> **Exercise materials**:
┌────────

PR #1075, opened 2022-03-05
feat: Added Webhook filter to integrations page

### LINKED ISSUE #1036: Add an integrations type filter to the Integrations Page
In this page https://keptn.sh/docs/integrations/ I would like to have a filter for "webhook" and "service".  This way one can more easily find integrations.

TannerGilbert:
Currently filtering is done by using the `ts_query_web`, which filters using a full text search. I just asked the Artifacthub team if it's also possible to filter by annotations like `keptn/kind` or `keptn/version`. If this is possible I'll update the code appropriately.

Preview: https://deploy-preview-1075--keptn.netlify.app/docs/integrations/

image

Fixes #1036


TannerGilbert:
Update: Filtering by annotations is currently not possible. We'll need to continue using `ts_query_web` until this feature is implemented.

PR #1091, opened 2022-03-09
Delete code of conduct

iamrajiv:


oleg-nenashev (commented):
I would just delete this file. Then the metadata will be picked up from the .github repository automatically

oleg-nenashev (approved):
Thanks!

PR #550, opened 2023-05-24
nano sends

fossephate:
This gets nano sends working, though only just barely
Untested on mobile as I haven't been able to get that working yet


fossephate:
closed - wrong branch

PR #556, opened 2023-05-26
Custom pin length + nmc tx siging fix

julian-CStack:


julian-CStack:
Looks good to me but since this is pin stuff and could lock someone out of their wallet it would be good if another person reviewed it as well

PR #557, opened 2023-05-26
add copyright generating script

detherminal:
The script generates or replaces the current header with the header variable in script file. To update it just change the header variable and run the script again.


julian-CStack:
Android studio's autosave will remove the empty line at the top of a file so it would be good if the script could be modified so as to not add that.

detherminal:
> Android studio's autosave will remove the empty line at the top of a file so it would be good if the script could be modified so as to not add that.

Corrected script for removing space at top

Also added openalias support for xmr :D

└────────

> **Exercise requirements**: Repeat each entry above, matching every line exactly.

> **Written response**:
PR #1075, opened 2022-03-05
feat: Added Webhook filter to integrations page

### LINKED ISSUE #1036: Add an integrations type filter to the Integrations Page
In this page https://keptn.sh/docs/integrations/ I would like to have a filter for "webhook" and "service".  This way one can more easily find integrations.

TannerGilbert:
Currently filtering is done by using the `ts_query_web`, which filters using a full text search. I just asked the Artifacthub team if it's also possible to filter by annotations like `keptn/kind` or `keptn/version`. If this is possible I'll update the code appropriately.

Preview: https://deploy-preview-1075--keptn.netlify.app/docs/integrations/

image

Fixes #1036


TannerGilbert:
Update: Filtering by annotations is currently not possible. We'll need to continue using `ts_query_web` until this feature is implemented.

PR #1091, opened 2022-03-09
Delete code of conduct

iamrajiv:


oleg-nenashev (commented):
I would just delete this file. Then the metadata will be picked up from the .github repository automatically

oleg-nenashev (approved):
Thanks!

PR #550, opened 2023-05-24
nano sends

fossephate:
This gets nano sends working, though only just barely
Untested on mobile as I haven't been able to get that working yet


fossephate:
closed - wrong branch

PR #556, opened 2023-05-26
Custom pin length + nmc tx siging fix

julian-CStack:


julian-CStack:
Looks good to me but since this is pin stuff and could lock someone out of their wallet it would be good if another person reviewed it as well

PR #557, opened 2023-05-26
add copyright generating script

detherminal:
The script generates or replaces the current header with the header variable in script file. To update it just change the header variable and run the script again.


julian-CStack:
Android studio's autosave will remove the empty line at the top of a file so it would be good if the script could be modified so as to not add that.

detherminal:
> Android studio's autosave will remove the empty line at the top of a file so it would be good if the script could be modified so as to not add that.

Corrected script for removing space at top

Also added openalias support for xmr :D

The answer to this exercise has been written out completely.